I remember people welcoming the advent of driverless cars with exclamations of: “I can take a nap!” or “I can catch up on my work!” or “I can play online games!” or “I can go out and get plastered and not worry about breathalyzers!”, all while being driven to the office / home / airport etc.

Sadly, as with so many things, it’s all bullshit because of Nanny Government:

Drivers of self-steering cars such as Teslas will be ordered not to take their hands off the wheel for more than a minute.
The new regulations from the UK government will target drivers who let go of the steering wheel thanks to lane steering, cruise control or emergency braking features.
Motorists who break the new rules will face points on their licence, a potential £1,000 fine and even prison.
It comes after legislation requiring cars manufacturers to install a feature to alert drivers when they have not touched the wheel for 15 seconds.

So the attraction of driverless cars is… what, exactly? Forgive me while I snort with derision.

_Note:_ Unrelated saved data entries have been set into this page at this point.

PR #182, opened 2026-05-06
ci: Parallelize Windows CI jobs

mattkram:
## Summary
- Split Windows CI into parallel jobs to reduce total CI time
- Build job compiles binary + test harnesses, then parallel jobs run:
  - Unit tests (restore cargo cache)
  - Integration tests in bash (download binary artifact)
  - Integration tests in PowerShell (download binary artifact)

## Results

**Before (sequential):** Windows total ~30 min, CI completion ~30 min

| Job | Duration |
|-----|----------|
| Build (windows-latest) | 29m 26s |
| Build (ubuntu-latest) | 9m 50s |
| Build (macos-latest) | 4m 9s |
| Build (ubuntu-24.04-arm) | 3m 51s |

**After (parallel):** Windows build ~5 min + longest test job ~9 min, CI completion ~19 min

| Job | Duration |
|-----|----------|
| Build (windows-latest) | 4m 42s |
| Build (ubuntu-latest) | 9m 41s |
| Build (macos-latest) | 3m 7s |
| Build (ubuntu-24.04-arm) | 3m 32s |
| Unit Tests (windows-latest) | 3m 34s |
| Integration Tests (windows-latest, bash) | 8m 38s |
| Integration Tests (windows-latest, powershell) | 7m 14s |

**Total CI time: ~30 min → ~19 min (37% faster)**

## Test plan
- [x] Verify Windows build job completes and uploads artifacts
- [x] Verify unit test job restores cache and runs without recompiling
- [x] Verify both integration test jobs download binary and run
- [x] Compare total CI time against baseline


marcoesters (commented):
The reduction in overall time is great, but I have concerns about the added complexity to the workflow due to the added special-casing on Windows. The current workflow will also make Windows tests wait for the slowest build, which currently seems to be Ubuntu.

Here is an alternative refactor:
* `ci.yaml` becomes a workflow that only builds one binary at a time. That way, you can parallelize the tests. Let's call it `build-test.yaml`.
* `release.yaml` becomes the actual `ci.yaml` - you'd just have to add an if-condition to the conda upload that it's not triggered for merge groups.
* The new `ci.yaml` contains the matrix and calls `build-test.yaml` with the runner OS as the input.

We could also reduce the PowerShell or `git bash` scripts for Windows to the parts that are PowerShell/`git bash` exclusive to reduce test time. I would overall prefer that we test on PowerShell since that's the native Windows shell.

PR #189, opened 2026-05-08
fix: Handle broken pipe gracefully when output is piped

mattkram:
## Summary

Reset SIGPIPE to default behavior on Unix so the process terminates cleanly when output is piped to commands like `head` or `grep -q`.

Rust ignores SIGPIPE by default, which caused panics with "Broken pipe (os error 32)" when the receiving end of a pipe closed early.

## Test plan

- [ ] Run `ana tool list | head -1` - should exit cleanly with code 0
- [ ] Run `ana --help | head -1` - should exit cleanly with code 0
- [ ] Run `ana tool list | grep pixi` - should work without panic

Jira: [CLI-527](https://anaconda.atlassian.net/browse/CLI-527)

[CLI-527]: https://anaconda.atlassian.net/browse/CLI-527?atlOrigin=eyJpIjoiNWRkNTljNzYxNjVmNDY3MDlhMDU5Y2ZhYzA5YTRkZjUiLCJwIjoiZ2l0aHViLWNvbS1KU1cifQ

### DIFF
--- a/src/main.rs
+++ b/src/main.rs
@@ -25,8 +25,23 @@ pub const VERSION: &str = env!("PKG_VERSION");
 #[cfg(feature = "feedback")]
 pub const FEEDBACK_BASE_URL: &str = "https://docs.google.com/forms/d/e/1FAIpQLSeGd9p7pQSHvjIc6RNShjTQCGmM-5_3xkPNpNfYk102-HZB8Q/viewform";
 
+/// Reset SIGPIPE to default behavior so the process terminates cleanly when
+/// output is piped to commands like `head` or `grep -q`. Rust ignores SIGPIPE
+/// by default, which causes panics on broken pipe errors.
+#[cfg(unix)]
+fn reset_sigpipe() {
+    unsafe {
+        libc::signal(libc::SIGPIPE, libc::SIG_DFL);
+    }
+}
+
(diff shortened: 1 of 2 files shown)


src/main.rs
```diff
@@ -25,8 +25,23 @@ pub const VERSION: &str = env!("PKG_VERSION");
 #[cfg(feature = "feedback")]
 pub const FEEDBACK_BASE_URL: &str = "https://docs.google.com/forms/d/e/1FAIpQLSeGd9p7pQSHvjIc6RNShjTQCGmM-5_3xkPNpNfYk102-HZB8Q/viewform";
 
+/// Reset SIGPIPE to default behavior so the process terminates cleanly when
+/// output is piped to commands like `head` or `grep -q`. Rust ignores SIGPIPE
+/// by default, which causes panics on broken pipe errors.
+#[cfg(unix)]
+fn reset_sigpipe() {
+    unsafe {
```
zfralish, line 33: Image

zfralish (approved):

src/main.rs
mattkram: Yeah, I saw this too. This is apparently a very common use of unsafe in Rust ecosystem. There are other ways, but require a dependency.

Ahhhh, let’s forget about all that driverless crap and gaze upon a car which absolutely mandates self-driving, a 1957 Maserati 3500 GT:

None of that no-drive nonsense here: the 3500 line features a six-cylinder 3.5-liter engine driven with a four- or five-speed manual transmission, and it was in production for eight years (a long time for Maserati, in those days), attesting to its popularity. And if that pic wasn’t enough to persuade you, here’s the convertible version:

Those of you wanting one can form a line behind me.